[TASK ITEM] Lines from the top of the entries through the line that has "The fix for" must be duplicated exactly, and no others.

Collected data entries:

######

PR #574, opened 2023-10-02
fix: make Tutor-MFE config compatible with React Router v6

ormsbee:
**Description:**

As part of the React Router v5 -> v6 upgrade, history was no longer being passed in. This broke the Tutor deployment method of MFEs, which puts all the MFEs in a common server and uses different top-level dirs to separate them.

The fix for this is to pass in an explicit basename to the Router.

**Merge checklist:**

**Post merge:**

### DIFF
--- a/src/initialize.js
+++ b/src/initialize.js
@@ -103,6 +103,26 @@ export const history = (typeof window !== 'undefined')
   }) : createMemoryHistory();
 
 /**
+ * The string basename that is the root directory of this MFE.
+ *
+ * In devstack, this should always just return an empty string, because each MFE is in its own
+ * server/domain.
+ *
+ * In Tutor, all MFEs are deployed to a common server, each under a different top-level directory.
+ * The basename is the root path for a given MFE, e.g. "/library-authoring". It is set by tutor-mfe
+ * as an ENV variable in the Docker file, and we read it here from that configuration so that it
+ * can be passed into a Router later.
+ *
+ * By convention, our basenames do not have a trailing slash. So it's "/library-authoring", and not
+ * "/library-authoring/". Our configuration is inconsistent on this, so this function always strips
+ * off the trailing slash from any value entered in configuration.
+ */
+export function basename() {
+  const configBasename = getPath(getConfig().PUBLIC_PATH);
+  return configBasename.endsWith('/') ? configBasename.slice(0, -1) : configBasename;
+}
+
+/**
  * The default handler for the initialization lifecycle's `initError` phase.  Logs the error to the
  * LoggingService using `logError`
  *
--- a/src/initialize.js
+++ b/src/initialize.js
@@ -105,22 +105,14 @@ export const history = (typeof window !== 'undefined')
 /**
  * The string basename that is the root directory of this MFE.
  *
- * In devstack, this should always just return an empty string, because each MFE is in its own
- * server/domain.
+ * In devstack, this should always just return "/", because each MFE is in its own server/domain.
  *
  * In Tutor, all MFEs are deployed to a common server, each under a different top-level directory.
  * The basename is the root path for a given MFE, e.g. "/library-authoring". It is set by tutor-mfe
  * as an ENV variable in the Docker file, and we read it here from that configuration so that it
  * can be passed into a Router later.
- *
- * By convention, our basenames do not have a trailing slash. So it's "/library-authoring", and not
- * "/library-authoring/". Our configuration is inconsistent on this, so this function always strips
- * off the trailing slash from any value entered in configuration.
  */
-export function basename() {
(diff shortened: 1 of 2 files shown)


ormsbee:
@brian-smith-tcril, @arbrandes: I'm not sure what needs to be done in terms of tests and version bumping here?

ormsbee:
FYI @kdmccormick

src/initialize.js
```diff
@@ -102,6 +102,26 @@ export const history = (typeof window !== 'undefined')
...
+ * as an ENV variable in the Docker file, and we read it here from that configuration so that it
+ * can be passed into a Router later.
+ *
+ * By convention, our basenames do not have a trailing slash. So it's "/library-authoring", and not
+ * "/library-authoring/". Our configuration is inconsistent on this, so this function always strips
+ * off the trailing slash from any value entered in configuration.
+ */
+export function basename() {
+  const configBasename = getPath(getConfig().PUBLIC_PATH);
+  return configBasename.endsWith('/') ? configBasename.slice(0, -1) : configBasename;
```
adamstankiewicz, line 122: Nit/Note: not all MFEs currently have a `PUBLIC_PATH` configured (e.g., presumably MFEs not officially part of Tutor). That said, things seem to still work as expected in this case as `getConfig().PUBLIC_PATH` falls back to `/` if not provided.

In the case where `getConfig().PUBLIC_PATH` is `/`, this `basename` function returns an empty string. This would force react-router's `Router` component's `basename` prop to fall back to its own `/` instead.

While it seems to be fine as is, I'm wondering if we should be explicitly handle the fallback to `/` on our own here without relying on the fallback within `Router` itself? E.g.

```js
export function basename() {
  const configBasename = getPath(getConfig().PUBLIC_PATH);
  if (configBasename === '/') {
    return configBasename;
  }
  return configBasename.endsWith('/') ? configBasename.slice(0, -1) : configBasename;
}
```

adamstankiewicz (approved):
Aside from one nit/suggestion, these changes LGTM. I tested using frontend-template-application's MFE on top of devstack with the following test cases:

* `PUBLIC_PATH` configured as `/`.
* `PUBLIC_PATH` configured as `/testing`.
* `PUBLIC_PATH` not configured.

All test cases seem to be working as expected.

src/initialize.js
arbrandes: I would avoid stripping the tail `/` here, since:

1. It's not necessary for react-router (as Brian S shows above)
2. It goes beyond feature parity with what worked before the react-router-v6 upgrade

ormsbee: @adamstankiewicz: I'll make it really explicit in that way, thank you.

@brian-smith-tcril: React Router wants to leave it in our control, but I think that _we_ should be consistent and not have a mix of `/library-authoring/`,  `/account`, `/authn/`, etc. Our backend app config is using the ones without trailing slashes, so the current live URLs don't have trailing slashes. So even though I think that having slashes is actually the right thing to do from an academic perspective, I'd rather be standardized on what's already out there.

I do intend to make a separate PR to `tutor-mfe` to fix how it writes this config, but I thought that for rollout/upgrade ease, we should force this behavior across MFEs.

ormsbee: @arbrandes, @brian-smith-tcril: Okay, I want to make sure I'm not misunderstanding something.

Given the current state of tutor-mfe-generated config and the URLs we currently have, the code is broken without that stripping. Tutor MFE code will generate the PUBLIC_PATH as `/library-authoring/`. Trying to load `http://apps.local.overhang.io:3001/library-authoring` (no trailing slash) will cause an error because the route is not specified that way. The only reason this worked before was because React Router used to be more permissive about what it would accept here, and in v6 they've gotten more explicit.

I actually have no objection to removing the stripping behavior and relying on everyone getting the updated tutor-mfe generated config. I was just worried that this would complicate things when people are updating, especially if re-deployment doesn't happen all at once.

ormsbee: I've made the PR to tutor-mfe to fix the config (https://github.com/overhangio/tutor-mfe/pull/154). I'll remove the slash stripping part from this PR.

src/initialize.js
```diff
@@ -89,6 +89,7 @@ import {
   APP_READY, APP_INIT_ERROR,
 } from './constants';
 import configureCache from './auth/LocalForageCache';
+import { config } from 'localforage';
```
ormsbee, line 92: ... a little confused how I even managed to get this in here, but removing shortly....

ormsbee:
@brian-smith-tcril, @arbrandes: Modified to just take the config value as-is, and relying on https://github.com/overhangio/tutor-mfe/pull/154 to make sure we're getting the right value.

arbrandes (approved):
Thanks again, Dave!  Looks good to me!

######

[COMPLETED TASK]
PR #574, opened 2023-10-02
fix: make Tutor-MFE config compatible with React Router v6

ormsbee:
**Description:**

As part of the React Router v5 -> v6 upgrade, history was no longer being passed in. This broke the Tutor deployment method of MFEs, which puts all the MFEs in a common server and uses different top-level dirs to separate them.

The fix for this is to pass in an explicit basename to the Router.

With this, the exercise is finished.